**THE INPUT**.
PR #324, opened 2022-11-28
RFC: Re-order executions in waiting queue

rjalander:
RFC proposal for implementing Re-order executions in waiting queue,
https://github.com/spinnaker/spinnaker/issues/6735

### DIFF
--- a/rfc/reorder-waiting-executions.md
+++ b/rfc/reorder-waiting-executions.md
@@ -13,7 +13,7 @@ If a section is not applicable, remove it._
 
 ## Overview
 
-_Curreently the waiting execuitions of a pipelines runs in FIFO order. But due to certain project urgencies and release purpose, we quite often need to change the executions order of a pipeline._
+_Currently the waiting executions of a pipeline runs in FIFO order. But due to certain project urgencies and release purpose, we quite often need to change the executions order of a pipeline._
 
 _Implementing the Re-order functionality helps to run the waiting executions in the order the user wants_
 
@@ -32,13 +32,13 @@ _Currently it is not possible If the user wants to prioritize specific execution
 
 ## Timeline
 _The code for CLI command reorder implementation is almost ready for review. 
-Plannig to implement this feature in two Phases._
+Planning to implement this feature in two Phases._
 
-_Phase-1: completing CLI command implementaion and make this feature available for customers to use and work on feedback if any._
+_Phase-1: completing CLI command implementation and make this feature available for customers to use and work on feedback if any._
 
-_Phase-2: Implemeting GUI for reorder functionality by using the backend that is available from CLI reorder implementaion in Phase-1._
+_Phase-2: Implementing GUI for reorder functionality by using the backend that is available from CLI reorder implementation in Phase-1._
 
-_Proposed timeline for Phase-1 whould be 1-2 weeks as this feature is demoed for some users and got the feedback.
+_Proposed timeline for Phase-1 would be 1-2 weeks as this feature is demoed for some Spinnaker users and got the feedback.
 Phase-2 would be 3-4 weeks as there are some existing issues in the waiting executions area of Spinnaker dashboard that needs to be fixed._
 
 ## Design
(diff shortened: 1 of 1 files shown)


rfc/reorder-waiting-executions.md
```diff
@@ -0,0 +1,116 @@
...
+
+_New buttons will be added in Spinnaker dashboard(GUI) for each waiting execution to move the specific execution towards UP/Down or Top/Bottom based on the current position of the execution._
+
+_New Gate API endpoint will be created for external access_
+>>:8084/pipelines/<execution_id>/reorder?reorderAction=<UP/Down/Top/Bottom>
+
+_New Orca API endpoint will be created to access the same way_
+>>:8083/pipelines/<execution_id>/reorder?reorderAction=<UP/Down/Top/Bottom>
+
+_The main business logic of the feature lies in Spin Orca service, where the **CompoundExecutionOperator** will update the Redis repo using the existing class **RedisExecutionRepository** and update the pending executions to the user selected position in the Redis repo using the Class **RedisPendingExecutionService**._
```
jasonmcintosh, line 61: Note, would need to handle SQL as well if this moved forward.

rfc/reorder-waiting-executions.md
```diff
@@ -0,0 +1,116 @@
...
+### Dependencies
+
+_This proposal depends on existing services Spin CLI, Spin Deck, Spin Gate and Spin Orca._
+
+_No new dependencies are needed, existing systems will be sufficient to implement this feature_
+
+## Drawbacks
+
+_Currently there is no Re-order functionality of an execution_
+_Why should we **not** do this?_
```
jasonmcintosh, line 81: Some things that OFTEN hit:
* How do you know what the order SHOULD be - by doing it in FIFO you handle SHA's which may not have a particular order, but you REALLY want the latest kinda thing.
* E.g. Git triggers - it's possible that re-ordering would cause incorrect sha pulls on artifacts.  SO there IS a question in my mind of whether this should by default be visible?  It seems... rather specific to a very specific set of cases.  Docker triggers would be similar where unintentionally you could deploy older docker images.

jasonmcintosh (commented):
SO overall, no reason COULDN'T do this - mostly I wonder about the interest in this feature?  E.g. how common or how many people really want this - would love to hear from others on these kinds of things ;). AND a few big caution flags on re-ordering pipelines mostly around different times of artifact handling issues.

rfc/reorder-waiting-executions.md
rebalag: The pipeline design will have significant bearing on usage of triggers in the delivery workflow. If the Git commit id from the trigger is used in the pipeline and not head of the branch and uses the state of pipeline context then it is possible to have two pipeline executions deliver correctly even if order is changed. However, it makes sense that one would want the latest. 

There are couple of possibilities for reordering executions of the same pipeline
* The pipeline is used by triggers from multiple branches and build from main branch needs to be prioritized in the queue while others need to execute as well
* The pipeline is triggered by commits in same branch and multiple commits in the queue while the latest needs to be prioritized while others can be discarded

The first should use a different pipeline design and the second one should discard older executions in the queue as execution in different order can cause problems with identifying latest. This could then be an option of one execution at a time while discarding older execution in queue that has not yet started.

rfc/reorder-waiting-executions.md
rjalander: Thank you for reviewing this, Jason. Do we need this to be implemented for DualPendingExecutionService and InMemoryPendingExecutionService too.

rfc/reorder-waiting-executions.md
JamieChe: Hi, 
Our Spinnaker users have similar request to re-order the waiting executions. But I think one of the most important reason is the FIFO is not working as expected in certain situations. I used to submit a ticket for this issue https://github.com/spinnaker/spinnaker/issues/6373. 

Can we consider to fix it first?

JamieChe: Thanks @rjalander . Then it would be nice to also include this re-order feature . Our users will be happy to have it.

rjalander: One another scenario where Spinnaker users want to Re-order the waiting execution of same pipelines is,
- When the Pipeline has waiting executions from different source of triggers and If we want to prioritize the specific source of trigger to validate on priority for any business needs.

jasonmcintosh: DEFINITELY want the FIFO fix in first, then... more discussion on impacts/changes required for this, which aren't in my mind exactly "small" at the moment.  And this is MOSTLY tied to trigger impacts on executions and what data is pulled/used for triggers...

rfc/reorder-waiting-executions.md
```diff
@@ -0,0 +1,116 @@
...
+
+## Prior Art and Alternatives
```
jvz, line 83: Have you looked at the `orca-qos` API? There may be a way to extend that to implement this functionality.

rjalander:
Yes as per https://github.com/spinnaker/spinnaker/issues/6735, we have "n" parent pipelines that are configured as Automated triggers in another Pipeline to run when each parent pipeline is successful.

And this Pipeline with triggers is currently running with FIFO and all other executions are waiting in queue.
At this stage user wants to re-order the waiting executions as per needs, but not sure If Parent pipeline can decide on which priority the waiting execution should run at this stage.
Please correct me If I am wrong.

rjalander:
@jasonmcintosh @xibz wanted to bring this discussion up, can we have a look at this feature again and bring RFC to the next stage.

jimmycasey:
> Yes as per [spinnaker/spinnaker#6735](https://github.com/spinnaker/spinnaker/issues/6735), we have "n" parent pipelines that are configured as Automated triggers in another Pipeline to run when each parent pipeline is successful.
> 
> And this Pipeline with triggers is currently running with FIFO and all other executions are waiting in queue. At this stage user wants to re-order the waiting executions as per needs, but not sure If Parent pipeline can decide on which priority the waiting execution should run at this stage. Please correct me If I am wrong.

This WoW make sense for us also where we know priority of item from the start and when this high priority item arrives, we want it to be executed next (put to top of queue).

**WHAT IS REQUIRED**.
Restate, word for word, the listing above from its first line through the line that contains "CLI command implementation", keeping both of those lines.

**ANSWER TO THE EXERCISE**.
PR #324, opened 2022-11-28
RFC: Re-order executions in waiting queue

rjalander:
RFC proposal for implementing Re-order executions in waiting queue,
https://github.com/spinnaker/spinnaker/issues/6735

### DIFF
--- a/rfc/reorder-waiting-executions.md
+++ b/rfc/reorder-waiting-executions.md
@@ -13,7 +13,7 @@ If a section is not applicable, remove it._
 
 ## Overview
 
-_Curreently the waiting execuitions of a pipelines runs in FIFO order. But due to certain project urgencies and release purpose, we quite often need to change the executions order of a pipeline._
+_Currently the waiting executions of a pipeline runs in FIFO order. But due to certain project urgencies and release purpose, we quite often need to change the executions order of a pipeline._
 
 _Implementing the Re-order functionality helps to run the waiting executions in the order the user wants_
 
@@ -32,13 +32,13 @@ _Currently it is not possible If the user wants to prioritize specific execution
 
 ## Timeline
 _The code for CLI command reorder implementation is almost ready for review. 
-Plannig to implement this feature in two Phases._
+Planning to implement this feature in two Phases._
 
-_Phase-1: completing CLI command implementaion and make this feature available for customers to use and work on feedback if any._
+_Phase-1: completing CLI command implementation and make this feature available for customers to use and work on feedback if any._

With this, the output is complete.